Drinking a beer can help you speak a foreign language, study finds

A little bit of liquid courage helps people to better communicate in foreign languages, a new study suggests.
"We know that nerves makes us worse at speaking a foreign language and alcohol reduces your nervousness around people," Inge Kersbergen, a researcher at the University of Liverpool, told As It Happens host Carol Off.
"So that could explain why we speak better in a foreign language if we've had a bit of alcohol."
When you're nervous about speaking a foreign language you take a long time, take longer breaks.- Inge Kersbergen, University of Liverpool
Kersbergen and her colleagues tested the effects of booze on language skills on a group of 50 native German speakers at Maastricht University in the Netherlands near Germany's border.
Then they were all asked to carry out casual, two-minute conversations with an interviewer in Dutch.
Some were given a small glass of alcohol, while others were given water. The amount of alcohol was adjusted to each person's body weight to make sure the effect was even. A 150-lb man would get just under a pint of beer.
Afterwards, native Dutch speakers evaluated the conversations and gave higher marks to the Germans who imbibed beforehand.
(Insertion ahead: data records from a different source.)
PR #2406, opened 2026-09-15
sequencer: stop paying for a store that is not answering

pratikspatil024:
## Summary

Addresses the second finding from John's chaos campaign ([report](https://primer-polygon.up.railway.app/d/01a08de0-dce9-76ca-b476-f84d2d069743), F2 and F3): **the sequence store sits on the block-production critical path**, against a design brief that says "Nothing in this service can affect block production". The producer waited on the store on every block even where the answer it waited for could not arrive.

| fault | campaign | reproduced here | with this PR |
| --- | --- | --- | --- |
| gateway frozen (read path, F3) | 0.47 block/s | **0.48** | **0.98**, seal 2 ms |
| ingress frozen (write path, F2) | 0.74–0.78 block/s | **0.75**, seal 503 ms | **0.95–0.97**, seal 53–192 ms |
| no fault | 1.00 block/s | 1.00, seal 4 ms | 1.00, seal 4 ms |

**One flag caused both findings.** `Publisher.unreachable` meant "do not wait on the store" and every hot-path wait already checked it — but it had a single setter (publish-transport failure) and three clearers, one of them wired to *every successful read* (`markReachable` is the reader's `onRead`). So it was false during an ingress outage, because the healthy gateway kept clearing it, and false during a gateway outage, because nothing but the publish transport ever set it. Each outage went on paying the other path's waits.

It is now two signals:

- **`writeDown`** — the publish path. Set on transport failure, and cleared **only by an arriving ack**, which is the only evidence an ack can arrive. A stream session ending is not evidence: while an outage holds a build, the held-build watchdog ends one every 400 ms from a local timer, and clearing on that left the flag false for all but a handful of blocks (measured: the fix engaged on 7 of 46 blocks before this, 54 of 58 after).
- **`readBreaker`** — the read path, on the reader, so both client call sites funnel through it. Two consecutive unanswered reads open it; reads are then refused outright, with one probe per interval looking for the path again. Callers need no new handling: each already treats an unreadable tail as its safe branch.

**A note on the report's naming.** It attributes the write-path cost to "a 500 ms `ConfirmSeal` barrier". Those are two separate things here: `sequenceBarrierTimeout` (the pre-seal barrier) is **120 ms**, and the 500 ms is `sealGateTimeout`, the post-seal gate. The devnet agrees with the code — seal elapsed under ingress freeze was 503 ms, matching the report's own "503–521 ms". The measurements are sound; the fix just lands somewhere other than where the name points.

**Giving up on the ack still resolves what the wait would have.** `ConfirmSeal` takes one pass of the store's own record and then the chain — a rival's block at our height is the rejection notice and needs no store read — rather than returning `SealUnknown` blind. `storedVerdict` runs first and not the chain alone, because an ungated build carries height 0, and asking the chain about height 0 compares genesis against an empty hash and refuses a seal nobody contested.

**Probe budget.** A probe asks one question — does the path answer — so it gets 150 ms rather than the full read budget. Probing once a second at a full budget was, by itself, the whole of the throughput still missing: 12 probes × 1.25 s across a 60 s outage is a 25 % loss against a 27 % measured. A path too slow to answer in 150 ms keeps the breaker open, which is the right answer anyway.

**Six new metrics** under `sequencer/`, one per declined wait (`publish/barrierskipped`, `gate/writedownskip`, `gate/readdownskip`, `read/skipped`, `read/breakeropened`, `read/breakerclosed`). The campaign's complaint was not only the cost but that `sequencer_publish_barriertimeout` incremented "on nearly every block, with no WARN anywhere" — a degraded store is now visible.

## Executed tests

- `eth/sequencer` and `miner` green; `-race` clean on `eth/sequencer`. `go vet`, `gofmt`, `gofumpt` and `golangci-lint` (v2.11.4, repo config) clean.
- **Diffguard passes** with CI's flags: tier-1 logic **100 %** (gate 80), complexity, sizes, dependency structure and dead code clean. The three survivors are a defensive nil guard and two log/metric statements (tier-3, ungated).
- **Every new test was confirmed to fail without its fix**, so none passes vacuously:
  - `TestFrozenReadPathIsNotPaidForEveryBlock` — 8 blocks spend **10.02 s** against a stalled read path with the breaker disabled, **1.26 s** with it.
  - `TestSuccessfulReadDoesNotClearTheWriteFlag` — fails the moment a read is allowed to clear `writeDown` again.
  - `TestWriteDownGiveUpDoesNotRefuseAnUngatedSeal` — returns `SealRefused` for an uncontested seal if `storedVerdict`'s height-0 short-circuit is removed.
  - `TestReadBreakerOpensOnSilentGenerationFetches` — fails if the per-height fetch stops feeding the breaker.
- The stalled-store stub **completes the gRPC handshake and then never answers**, because a listener that merely accepts TCP does not reproduce this: gRPC fails an RPC immediately on a channel that never reached READY, so the call returns `Unavailable` in microseconds instead of hanging. My first version of that harness did exactly that and the test passed against the unfixed code. The campaign saw the same distinction from the other side — a killed envoy (fail fast) cost 0.71 block/s where frozen gateways (hang) cost 0.47.
- **Reproduced end to end on a kurtosis devnet**, 4 validators + 1 RPC at 1 s blocks with the store in-enclave, `docker pause` on each service in turn for 60 s, run once per image with only `el_image` differing. The unfixed run landing within 0.01–0.03 block/s of the campaign's own numbers is the main evidence the rig is faithful.

**The devnet caught two defects the unit tests could not**, both because those tests set the flag by hand: the 400 ms held-build watchdog clearing `writeDown`, and the probe interval costing a full read budget every second. Worth knowing for anything else in this area — a flag-level test proves the short-circuit fires, not that the flag is ever in the state that fires it.

## Rollout notes

Not consensus-affecting, no coordinated upgrade. Confined to the sequence-store publisher, which is off by default. No new operator knobs, no database or wire changes. Six new metrics.

**No safety property changes.** Every site touched already returned "proceed" once its budget expired; this changes when the node learns nothing, not what it does about it. The gate keeps the chain check it always had, and gains one it previously skipped on this path.

**F3 is closed: 0.48 → 0.98 block/s, sealing at baseline latency.** The breaker alone took it to 0.78, and the residual was the seal gate spending its 500 ms: during a read-path outage the publisher cannot anchor — `reconcile` → `readTail` is a read — so no ack arrives, while `writeDown` is legitimately false because the ingress is healthy.

The gate now gives up in that state too. The signal is the read breaker, not staleness: only *silent* reads trip it, so a contended store that still answers — `NOT_FOUND` included — leaves the gate fully armed, and an open breaker means the store cannot inform us rather than that it says we lost. (An earlier draft of these notes proposed skipping when unanchored and talked itself out of it, correctly: `endStale` unanchors and a STALE means contention, which is exactly when the gate earns its keep. The breaker is the signal that draft was looking for; thanks to Jerry for pushing on it.)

"When you're nervous about speaking a foreign language you take a long time, take longer breaks, the way it comes it is not as fluent than if you're more confident about it. This is why we think this effect works, but we didn't test the explanation," Kersbergen said.
"It's possible that this would be with anything that reduces your nerves rather than something specific to alcohol."
Don't overdo it
Despite the results, Kersbergen doesn't suggest getting tanked the next time you want to talk to someone in another language.
The researchers haven't tested what happens to a person's language skills if they keep drinking, but she suspects there are diminishing returns.
"When you drink to the extent that you slur your own words, your own words in your own language, than you wouldn't expect to speak fliuidly in a foreign language," she said.
The findings were published in the Journal of Psychopharmacology.